*** Opening of Data for the task ***

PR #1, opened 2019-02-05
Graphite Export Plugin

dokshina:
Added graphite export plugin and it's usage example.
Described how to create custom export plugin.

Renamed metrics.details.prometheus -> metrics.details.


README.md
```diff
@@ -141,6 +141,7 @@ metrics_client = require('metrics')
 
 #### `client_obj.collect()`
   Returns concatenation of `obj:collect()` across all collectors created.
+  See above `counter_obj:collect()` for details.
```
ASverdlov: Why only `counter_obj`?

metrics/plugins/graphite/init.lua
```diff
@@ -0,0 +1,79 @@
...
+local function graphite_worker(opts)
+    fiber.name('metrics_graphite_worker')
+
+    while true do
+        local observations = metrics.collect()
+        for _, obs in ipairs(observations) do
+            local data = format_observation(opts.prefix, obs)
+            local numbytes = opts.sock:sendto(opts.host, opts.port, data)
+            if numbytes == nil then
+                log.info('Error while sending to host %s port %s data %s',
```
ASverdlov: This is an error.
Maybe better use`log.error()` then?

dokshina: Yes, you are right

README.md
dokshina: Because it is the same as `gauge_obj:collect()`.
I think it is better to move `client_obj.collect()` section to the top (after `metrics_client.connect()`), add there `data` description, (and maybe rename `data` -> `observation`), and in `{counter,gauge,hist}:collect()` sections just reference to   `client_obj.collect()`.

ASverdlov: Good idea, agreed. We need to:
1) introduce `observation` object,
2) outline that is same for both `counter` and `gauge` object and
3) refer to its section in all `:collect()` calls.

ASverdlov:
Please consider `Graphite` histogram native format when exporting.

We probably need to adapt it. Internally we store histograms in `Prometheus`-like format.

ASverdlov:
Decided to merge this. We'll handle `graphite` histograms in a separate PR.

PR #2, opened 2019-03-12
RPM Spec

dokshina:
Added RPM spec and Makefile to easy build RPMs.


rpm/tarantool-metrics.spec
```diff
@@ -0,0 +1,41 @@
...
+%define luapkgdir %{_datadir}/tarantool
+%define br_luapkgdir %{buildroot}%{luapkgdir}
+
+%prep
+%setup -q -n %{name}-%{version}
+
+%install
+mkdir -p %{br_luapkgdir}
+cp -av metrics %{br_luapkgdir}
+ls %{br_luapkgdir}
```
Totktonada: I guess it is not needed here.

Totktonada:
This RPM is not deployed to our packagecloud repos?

*** Close of Data for the task ***

**Your goal**: Taking the entries above, restate exactly those lines that fall between the line with "Added graphite export" and the line with "ASverdlov: This is an error.", keeping both of those lines too.

**Task output**:
Added graphite export plugin and it's usage example.
Described how to create custom export plugin.

Renamed metrics.details.prometheus -> metrics.details.


README.md
```diff
@@ -141,6 +141,7 @@ metrics_client = require('metrics')
 
 #### `client_obj.collect()`
   Returns concatenation of `obj:collect()` across all collectors created.
+  See above `counter_obj:collect()` for details.
```
ASverdlov: Why only `counter_obj`?

metrics/plugins/graphite/init.lua
```diff
@@ -0,0 +1,79 @@
...
+local function graphite_worker(opts)
+    fiber.name('metrics_graphite_worker')
+
+    while true do
+        local observations = metrics.collect()
+        for _, obs in ipairs(observations) do
+            local data = format_observation(opts.prefix, obs)
+            local numbytes = opts.sock:sendto(opts.host, opts.port, data)
+            if numbytes == nil then
+                log.info('Error while sending to host %s port %s data %s',
```
ASverdlov: This is an error.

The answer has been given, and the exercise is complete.